BEGIN ENTRIES PROVIDED

PR #4895, opened 2026-05-04
Fix assert() (use assert_equal)

hmusum:
Fixed to use assert_equal, but now test fails with:

  1) ERROR IN 'Redundancy::test_kill_node__PROTON()': AssertionFailedError: <0> expected but was
<2>.

     at /yahoo-systemtests/system-test/tests/vds/redundancy.rb:124:in `test_kill_node'

Help! 🙃

### DIFF
--- a/tests/vds/redundancy.rb
+++ b/tests/vds/redundancy.rb
@@ -119,9 +119,11 @@ class Redundancy < PersistentProviderTest
     assert(statinfo.has_key?("0"))
     assert(statinfo.has_key?("1"))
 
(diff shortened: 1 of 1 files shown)


vekterli (dismissed):
:+1:

hmusum:
@vekterli please take a look, update assert and check that status for doc is DELETED

vekterli (approved):
:+1: turns out the `DELETED` string is emitted by the system test framework for tombstones in `stat`; had to double-check since I couldn't remember the backend emitting this value

PR #460, opened 2020-09-30
Connect to port 8332 by default if none specified

### LINKED ISSUE #456: Use port 8332 by default when port setting is empty
atm if port is empty in Core settings we connect to port 80. We should probably use port 8332 if nothing is specified in the port field.

ben-kaufman:
Fix #456


stepansnigirev:
This actually doesn't work - it breaks autodetect.
Before I was able to connect to a running node in autodetect mode without specifying the port.
The issue was only if credentials are defined *without* autodetect.
I made another PR that fixes it:
https://github.com/cryptoadvance/specter-desktop/pull/462
So if you are ok with it I will close this one and merge #462

Issue #358, opened 2020-09-06
Wallet name in Coldcard export file must be ascii, 1...20 long


stepansnigirev:
We need to make sure the coldcard file contains a name that CC can understand

PR #467, opened 2020-09-30
fix coldcard wallet export

stepansnigirev:
1. limits wallet name to 20 ascii chars for ColdCard, Cobo and Specter-DIY
2. adds `.txt` extension to the wallet file

Fix https://github.com/cryptoadvance/specter-desktop/issues/358


ben-kaufman (approved):
Works

PR #480, opened 2020-10-04
Docker-compose support (draft PR for comments)

pox:
This effort introduces:

* A dockerfile for specter docker image
* A docker-compose file that can build and run both bitcoind and specter

### Known issues

* RPC credentials not discovered using the `.bitcoin` dir - just hardcoded for now to get it working.
* Node is pruned to speed up testing of this branch (otherwise anyone trying to test this out has to pay 300GB..)
* The specter docker image just does `pip install`, instead of copying the sources from the repo's working dir.

### Further work planned (aside from the known issues above)

* Tor support
* Optimizing the docker images for size
* PGP verify the sources in the bitcoind image
* Harden the bitcoind image (least privileged user)


docker/Makefile
```diff
@@ -0,0 +1,13 @@
+
```
k9ert, line 1: do we really need a Makefile for this. It would be the first one for this project. If we accept it, we should probably use it also for other purposes.
@stepansnigirev what do you think about Makefiles?

docker/specter-desktop/Dockerfile
```diff
@@ -0,0 +1,6 @@
+FROM python:3
+
+RUN apt-get update && apt-get install -y libusb-1.0-0-dev libudev-dev
+RUN pip3 install cryptoadvance.specter
```
k9ert, line 4: To be honest, for the official docker-image, i really like the idea to install a specifc version via pip.
More about that in a general comment.

k9ert (commented):
Thank you very much, this looks promising. I created some comments already. Here is something more general:
* You did pip-install for the docker-image. You could potentially also did a ADD od the current master. How to decide what to do?
* It depends a lot on the use-case. We definitely want to provide official proper versioned/tagged dockerimages. On these, it's quite reasonable to install a specific version via pip. It makes sense to automate that for releases.
* What's then the purpose of a docker-compose-setup? It's probably an "easy way to demo". So what's wrong doing this with tagged-dockerimages? What would be the usecase for using "master" here? If you don't have a fullnode but want to develop/test, there is also the regtest!

Hope my questions make sense.

nioncode:
You might want to check out my docker-compose setup in https://github.com/cryptoadvance/specter-desktop/pull/481#issuecomment-703307467.

In general, I'd suggest you base your work on the already existing Dockerfiles for bitcoind (https://github.com/lncm/docker-bitcoind) and specter-desktop (https://github.com/lncm/docker-specter-desktop), which already solve many of the things (using tagged releases, dropping privileges, etc.).

docker/specter-desktop/Dockerfile
```diff
@@ -0,0 +1,6 @@
...
+
+CMD ['python3', '-m', 'cryptoadvance.specter', 'server']
```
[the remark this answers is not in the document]
pox: Because of how docker networking works, I think this is not necessary. Traffic gets forwarded to the localhost interface anyway.

pox:
@k9ert thank you for the review!

You raise a good point about how to build the image: from pip or from sources.

I am currently using `pip install` but the plan is to switch to `ADD`ing the files from the repo, for the following reasons:

1. Relying on pypi is yet another later of trust that ought to be removed (or at least be optional).
2. When `pip install` is done in a docker build, there's essentially no way to update a local image without just rebuilding the entire image. Meaning, for development iterations, it's very impractical. Not to mention the fact that even if you would build without the benefit of the docker layer cache, you'd still need to upload to pypi just to rebuild the image. It also makes the docker image build non-deterministic, since it relies on the engine's cached layers in order to determine if the `pip install` `RUN` line must be rerun or not.
3. The purpose of having a compose setup is not just for quick demoing. It can also be the main way one runs a node, since compose is a very mature tool at this point. It can be set up to relaunch containers after reboots, etc. It also unlocks a bunch of best practices that would otherwise be challenging for users to apply, like having dedicated networking that's not exposed to the host.

docker/Makefile
pox: I made a note of this in the commit message, but probably should have said something in this PR draft, too:

the makefile is 100% a convenience script, and not required for this setup. 

Having said that, being able to do `make up` after cloning the repo, from any linux machine, and have the entire thing built and running automatically is pretty darn convenient, so I wouldn't necessarily throw it away just because makefiles aren't used elsewhere. It's a nice-to-have.

Also, Makefiles are powerful and very easy to use (just not write...). You should consider using Make, because it has the potential to make building/testing and installing this project a lot easier. There's a reason this ancient technology is sticking around ;) it keeps proving itself. I use it for basically every project out of convenience, even when it's not a C/C++ project. It's a swiss army knife tool for any kind of local build, and a shortcut to a CLI for development purposes (`make {build,run,test,install,rebuild,lint,...}`).

docker/specter-desktop/Dockerfile
pox: This could be a build `ARG`, where by default it copies the repo files into the image (good for developers, people who want unreleased version), but if a specific version is passed it uses `pip` to install it.

docker/Makefile
k9ert: Yes, i agree here. It's sometimes annoying though when things get complex which are quite easy in a bas-script are quite complicated in a Makefile.
So i'm happy to keep it. CC @ben-kaufman

docker/specter-desktop/Dockerfile
k9ert: Oh, that would be cool! But we can have it as a separate PR, i'd say.

k9ert:
> 1. Relying on pypi is yet another later of trust that ought to be removed (or at least be optional).
Fully agree! We need to create (+ sign) pip-packages in tar.gz-form and upload them to the Github-releases (on top of pushing to pypi). These should then be used for the docker-images.
https://packaging.python.org/tutorials/installing-packages/#installing-from-local-archives

> 2. Meaning, for development iterations, it's very impractical.
Why do you want to develop locally but run the results in docker? I mean there are reasons people doing it (in other projects) but what would be your reason? There is skaffold for this if really needed.

> 3. The purpose of having a compose setup is not just for ...
yeah, ok, but why are these ways of using it are an argument to use ADD instead of pip-install releases?

k9ert:
I really like the work of @nolim1t in the repo @nioncode mentioned. We should try to get that work directly in here. 
Really would like to see some more thought on that.

nolim1t:
You can use bitcoind cookie support too. No need to hardcode rpc if everything is all running on the same machine.

nioncode:
> You can use bitcoind cookie support too. No need to hardcode rpc if everything is all running on the same machine.

Unfortunately that does not work easily, yet (see discussion in #481). It only works if you configure the containers to use the host network, which is not a good practice.

nolim1t:
> > You can use bitcoind cookie support too. No need to hardcode rpc if everything is all running on the same machine.
> 
> Unfortunately that does not work easily, yet (see discussion in #481). It only works if you configure the containers to use the host network, which is not a good practice.

ah.. I see what you mean. It depends on what the objectives are I guess. For embedded devices, take a look at these two projects which auto configures stuff such as [this one](https://github.com/lncm/thebox-compose-system) or [this one - which is a derivative of the first](https://github.com/getumbrel/umbrel)

docker/Makefile
pox: 100%. The trick is realizing when bash script get out of hand, and when makefiles get out of hand...
With makefiles I find the rule of thumb is whenever you find yourself splitting it to multiple files with a whole include hierarchy then it's probably time to reconsider the tooling. It's very powerful and very succinct, so often it goes a long way before it reaches that stage.

docker/specter-desktop/Dockerfile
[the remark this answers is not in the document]
nolim1t: Yep I can confirm its not needed if you use Docker

k9ert:
I'm very happy about the constructive discussion here. The surprising thing to me is, that the work @nolim1t already did is only conceptually related to this PR. So this even further amplifies that we have to think about whats's the purpose of this PR.

If cryptoadvance/specter wants to have docker-images for its releases (and it definitely want to) the only thing we need to do is forking the https://github.com/lncm/docker-specter-desktop and adjusting operational parameters. Haven't digged that much but i'm quite sure that's the essence, right?

We don't even need to change anything in this repo. Also his [embracing of gitlab](https://nolim1t.co/2020/09/21/docker-buildx-on-gitlab.html) very much fits to us as we're releasing on gitlab using private runners which is important when start signing hashes of binaries.

So probably the plan would be to fork his repo, adjust the operational stuff, create our own images and push them to cryptoadvance on dockerhub. We'll probably follow up on all the changes in his repo, being a bit more conservative at the same time. We'll probabyl need a versioning for that repo as well and it needs to be related to the versions here.

Does something like this make sense? Did i miss anything?

nolim1t:
The versioning for the my docker repo follows the same versions as upstream to keep things consistent.

I do have a gitlab equivalent too which does mirroring.


https://gitlab.com/lncm/docker/spector-desktop

nolim1t:
re-forking, the repo is portable and will build on either github or gitlab with little changes.

You'll need to set up some environment variables (I haven't documented this as of yet), and follow the [maintainer release notes](https://github.com/lncm/docker-specter-desktop#maintainer-release-notes) for releasing versions (its as simple as just creating a tag on the repo. It will follow and build whatever versions [in upstream](https://github.com/cryptoadvance/specter-desktop)

k9ert:
Yes, we're also using mirroring. I'm surprised that your gitlab-mirror doesn't have pipelines running? Or that simply not visible to me? I'm also not sure how you're using registry.gitlab.com/ericvh/docker-buildx-qemu. I'm building images on gitlab since a longer time but DIND. Something like:
```
.image_building_job: &image_building_job
  #image: registry.gitlab.com/.../imagebuilder:20190810205300
  image: docker:19.03.0
  services:
  - docker:19.03.0-dind
```
My intentional plan was to also make some sort of monorepo approach and i have some more or less sophisticated image-dependency-bootstrapping stuff where i can dynamically create all my images with timestamps like the above. But your approach definitely looks also very promising.

nolim1t:
I'm using qemu so that buildx can build cross platform stuff. Mostly for ARM images

k9ert:
I guess i would immediately start using that. All that underlying buildx-quemu stuff looks good to me as well. I was first concerned about using that image and at some point we'll probably for the creation-process there as well.
You probably agree that for a security relevant project which is using docker, you probably should own/control all the images which are involved in anything on your project?

nolim1t:
Yes I do agree. 

I'm not really using the `.gitlab-ci.yml` stuff too much. Just made it available to use as an experiment (for now). But im using the github built docker images day to day on multiple devices.

k9ert:
I've forked @nolim1t repo, deleted all tags in it and started to create new ones from the latest release of every major release up from v0.6.0.
The resulting images are super-small (50-60MB) and available for 4 different Archs. 

The repo is here:
https://github.com/cryptoadvance/docker-specter-desktop

The docker-hub link:
https://hub.docker.com/repository/docker/cryptoadvance/specter-desktop/general

So i think we should now think again how we want to go with this PR. Have a look in the other repo, there is also an example for docker-compose.

nolim1t:
I suggest changing this and just putting an example docker-compose in /docs

pox:
The thing that motivated me to start this effort is I wanted a way to trustlessly build and run an entire full node from source code. My goal was to avoid relying on docker hub, github, pypi, gitlab, etc. 
Setting up and upgrading a full node should ideally be as simple as doing `docker-compose up`.

Of course, this doesn't mean the compose file has to be in this repo. It could, if the maintainers see the value of the above, but it can also be separate. It would have to clone this repo and do more stuff in the docker build, but that's not a big deal.

The motivation wasn't to create release builds as docker images or to enable some CI pipeline. I personally wouldn't want to `docker pull` my core node images. I want to build them myself and have a simple way to audit the build (dockefiles solve the problem elegantly, because especially core's build has a lot of annoying little quirks and configuration switches that's a PITA to remember each time you build it).

Anyway, that's just my 2c about the motivation here. Glad I opened this draft PR to have the discussion.

k9ert:
> Anyway, that's just my 2c about the motivation here. Glad I opened this draft PR to have the discussion.
And i think it's very useful so far.

I think you made your point now much clearer and i also think this is a valid usecase. It's just not a very common one. So maybe as a kind of more formal requirement for things like that, can you:
* create a directory like /contrib/docker-compose-zerotrust (or something like that? I like the contrib-directory and then subfolders for specific special solutions
* put all your stuff there with a Readme.md explaining what this solved (and that this is not necessarily the easiest/best way to build/use docker(-compose)? 

Does that make sense?

nolim1t:
I do like the ```contrib/``` suggestion

k9ert:
Are you still interested in this @pox ? I don't want to push but currently we should try to clarify all open PRs ...
Also happy to hear your opinion on the contrib-idea?!

pox:
Putting things in `contrib` makes sense. But if it means having alternate versions of the dockerfiles (e.g. to copy the working directory, rather than `pip install`) then it's unclear whether this should belong in this repo. Could possibly work around this issue with a build arg and some conditional scripting, but not sure it's worth it.

It's probably best to take this to a separate repo that's 100% focused on the above usecase.

nolim1t:
```pip3 install .``` essentially installs whatever is in the current working directory into the system (or container if docker)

END ENTRIES PROVIDED

# EXERCISE GOAL
Starting with the first line of the records, repeat every line up to and including the one containing "### LINKED ISSUE", and nothing else.

# SOLVED PROBLEM
PR #4895, opened 2026-05-04
Fix assert() (use assert_equal)

hmusum:
Fixed to use assert_equal, but now test fails with:

  1) ERROR IN 'Redundancy::test_kill_node__PROTON()': AssertionFailedError: <0> expected but was
<2>.

     at /yahoo-systemtests/system-test/tests/vds/redundancy.rb:124:in `test_kill_node'

Help! 🙃

### DIFF
--- a/tests/vds/redundancy.rb
+++ b/tests/vds/redundancy.rb
@@ -119,9 +119,11 @@ class Redundancy < PersistentProviderTest
     assert(statinfo.has_key?("0"))
     assert(statinfo.has_key?("1"))
 
(diff shortened: 1 of 1 files shown)


vekterli (dismissed):
:+1:

hmusum:
@vekterli please take a look, update assert and check that status for doc is DELETED

vekterli (approved):
:+1: turns out the `DELETED` string is emitted by the system test framework for tombstones in `stat`; had to double-check since I couldn't remember the backend emitting this value

PR #460, opened 2020-09-30
Connect to port 8332 by default if none specified

### LINKED ISSUE #456: Use port 8332 by default when port setting is empty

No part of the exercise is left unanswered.